___ Input material ___

PR #295, opened 2015-02-24
Added Renderable interface

jyemin:
OK, this is take two.  In this patch, there's a Renderable interface and most occurrences of Object in MongoCollection and in the model classes have been replaced with Renderable.  In addition, Document and BsonDocument have been retrofitted to implement Renderable, and all the methods on FilterBuilder also return Renderable.

### DIFF
--- a/driver-core/src/main/com/mongodb/client/model/Filters.java
+++ b/driver-core/src/main/com/mongodb/client/model/Filters.java
@@ -1,0 +1,300 @@
+package com.mongodb.client.model;
+
+import org.bson.BsonArray;
+import org.bson.BsonBoolean;
+import org.bson.BsonDocument;
+import org.bson.BsonDocumentWriter;
+import org.bson.BsonValue;
+import org.bson.codecs.Encoder;
+import org.bson.codecs.EncoderContext;
+import org.bson.codecs.configuration.CodecRegistry;
+import org.bson.conversions.Bson;
+
+import java.util.Map;
+
+import static com.mongodb.assertions.Assertions.notNull;
+import static java.util.Arrays.asList;
+
+/**
+ * A factory for query filters. A convenient way to use this class is to statically import all of its methods, which allows usage like:
+ * <p><blockquote><pre>
+ *    collection.find(and(eq("x", 1), lt("y", 3)));
+ * </p></pre></blockquote>
+ * @since 3.0
+ */
+public final class Filters {
+
+    private Filters() {
+    }
+
+    /**
+     * Creates a filter that ands together the provided list of filters.  Note that this will only generate a "$and" operator if absolutely
+     * necessary, as the query language implicity ands together all the keys.
+     *
+     * @param filters the list of filters to and together
+     * @return the filter
+     * @mongodb.driver.manual reference/operator/query/and $and
+     */
+    public static Bson and(final Iterable<Bson> filters) {
+        return new AndFilter(filters);
+    }
+
+    /**
+     * Creates a filter that ands together the provided list of filters.  Note that this will only generate a "$and" operator if absolutely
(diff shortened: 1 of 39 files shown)


bson/src/main/org/bson/Renderable.java
```diff
@@ -0,0 +1,20 @@
...
+public interface Renderable {
+    /**
+     * Render the filter into a BsonDocument.
+     *
+     * @param documentClass the document class in scope for the collection
+     * @param codecRegistry the codec registry
+     * @param <TDocument> the type of the document class
+     * @return the filter as a BsonDocument
+     */
+    <TDocument> BsonDocument render(Class<TDocument> documentClass, CodecRegistry codecRegistry);
```
rozza: Is `documentClass` needed? I can't see where its actually used by a `Renderable`.

driver/src/main/com/mongodb/FindIterableImpl.java
```diff
@@ -34,20 +35,23 @@
...
+final class FindIterableImpl<TResult, TDocument> implements FindIterable<TResult> {
     private final MongoNamespace namespace;
-    private final Class<T> clazz;
+    private final Class<TResult> clazz;
     private final ReadPreference readPreference;
     private final CodecRegistry codecRegistry;
     private final OperationExecutor executor;
     private final FindOptions findOptions;
-    private Object filter;
+    private final Class<TDocument> collectionClass;
```
rozza: I'm not sure how `collectionClass` is used which lead me to double check the `Renderable` use of it - is it needed?

rozza:
Couple of questions inline - but overall it looks good.

bson/src/main/org/bson/Renderable.java
jyemin: This may be a problem.  The reason for including it is to allow implementors to re-write filters, projections, sorts, and updates based on knowledge of the class of the document that is in effect for the collection.

Consider a Person class, a MongoCollection<Person>, and a Codec<Person> that transforms the "name" member of Person to an "n" field in the BSON representation.  Then consider a query like this:

     coll.find(eq("name", "Ross"))

when the filter is rendered to a BsonDocument, we'd like to be able to transform the filter to 

     {n : "Ross"}

and in order to do that we need to know about the Person class, so we can look up its Codec in the registry and pull out this information (assuming we have a sub-interface of Codec which provides this information).

The problem is that with a single Renderable interface, we don't know whether we're rendering a filter, a projection, a sort, or an update.

rozza:
Also I saw on #294 your comment about the name - my vote is for: `ConvertibleToDocument` Document to me is strong enough concept that we could just document the interface that we mean `BsonDocument`  either way naming things is hard!

driver-core/src/main/com/mongodb/client/model/Filters.java
```diff
@@ -0,0 +1,300 @@
...
+import java.util.Map;
+
+import static com.mongodb.assertions.Assertions.notNull;
+import static java.util.Arrays.asList;
+
+/**
+ * A factory for query filters. A convenient way to use this class is to statically import all of its methods, which allows usage like:
+ * <p><blockquote><pre>
+ *    collection.find(and(eq("x", 1), lt("y", 3)));
+ * </p></pre></blockquote>
```
rozza: Minor nit - but the html is closed out of order?

rozza:
LGTM

driver-core/src/main/com/mongodb/client/model/Filters.java
jyemin: Done

jyemin:
Rebased and merged, minus the Filters class, which I'll commit separately after it's completed

jyemin:
rebased and merged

___

* Assigned task *
Find how many lines in the entries above have the string "client" and report only that number.

* Task solution *
5